Manufacturing Overhead : includes all manufacturing costs except direct


materials and direct labor. Manufacturing overhead includes items such as
indirect materials; indirect labor; maintenance and repairs on production
equipment; and heat and light, property taxes, depreciation, and insurance on
manufacturing facilities
Nonmanufacturing Costs

Selling costs include all costs that are incurred to secure customer orders
and get the finished product to the customer.
• These costs are sometimes called order-getting and order-filling costs.
Examples of selling costs include advertising, shipping, sales travel,
sales commissions, sales salaries, and costs of finished goods
warehouses. Selling costs can be either direct or indirect costs.

Administrative costs include all costs associated with the general


management of an organization rather than with manufacturing or selling.
Examples of administrative costs include executive compensation, general
accounting, secretarial, public relations, and similar costs involved in the
overall, general administration of the organization as a whole.
Period Costs vs Product costs

When preparing a balance sheet and an income statement, companies need


to classify their costs as product costs or period costs.
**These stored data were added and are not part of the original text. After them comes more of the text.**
PR #6400, opened 2016-01-14
New method to get the geocoder used quota from Redis

ethervoid:
- [x] New methods to retrieve the current used geocoder quota using the new geocoder metrics system based in Redis
- [x] Rake task to compare the geocoder quota values between the legacy (DB) and the new (Redis) geocoder metrics system 

// @rafatower please check this out

### DIFF
--- a/lib/tasks/geocoder_metrics.rake
+++ b/lib/tasks/geocoder_metrics.rake
@@ -1,0 +1,28 @@
+# encoding: utf-8
+namespace :geocoder do
+  namespace :metrics do
+    # e.g. bundle exec rake geocoder:metrics:check_legacy_with_new_system
+    #      bundle exec rake geocoder:metrics:check_legacy_with_new_system[20]
+    desc 'Compare the geocoding quota for the current billing cycle between the legacy and the new system'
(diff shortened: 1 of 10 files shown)


lib/tasks/geocoder_metrics.rake
```diff
@@ -0,0 +1,28 @@
...
+        quota_delta_percentage = Float(args[:quota_delta]) / 100
+      rescue
+        raise "Quota value passed is not an integer"
+      end
+      users = ::User.overquota(quota_delta_percentage)
+      puts "There is no overquota users for today" if users.blank?
+      users.each do |user|
+        legacy_quota_value = user.get_geocoding_calls
+        new_system_quota_value = user.get_new_system_geocoding_calls
+        if legacy_quota_value != new_system_quota_value
```
rafatower: ok, let's run this as it is and we'll see later on if we need to add a tolerance for the checks :D

rafatower:
Looks neat! :+1:

lib/tasks/geocoder_metrics.rake
ethervoid: yup i thought the same

ethervoid:
retest this please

The matching principle is based on the accrual concept that costs incurred
to generate a particular revenue should be recognized as expenses in the
same period that the revenue is recognized.
Product Costs

• product costs include all costs involved in acquiring or making a product.

• In the case of manufactured goods, these costs consist of direct materials, direct
labor, and manufacturing overhead.
• Product costs “attach” to units of product as the goods are purchased or
manufactured, and they remain attached as the goods go into inventory awaiting
sale.
These costs do not become expenses until the company sells the finished goods
inventory. At that point, the company records the expense as cost of goods sold.

Product costs are initially assigned to an inventory account on the balance sheet.
When the goods are sold, the costs are released from inventory as expenses
(typically called cost of goods sold) and matched against sales revenue on the
income statement.
Because product costs are initially assigned to inventories, they are also known as
inventoriable costs .
Period Costs

• Period costs are all the costs that are not product costs.
• All selling and administrative expenses are treated as period costs. For
example, sales commissions, advertising, executive salaries, public relations,
and the rental costs of administrative offices are all period costs.
• Period costs are not included as part of the cost of either purchased or
manufactured goods; instead, period costs are expensed on the income
statement in the period in which they are incurred using the usual rules of
accrual accounting
Prime Cost and Conversion Cost

Prime cost is the sum of direct materials cost and direct labor cost.

Conversion cost is the sum of direct labor cost and manufacturing overhead
cost.

The term conversion cost is used to describe direct labor and


manufacturing overhead because these costs are incurred to convert
materials into the finished product.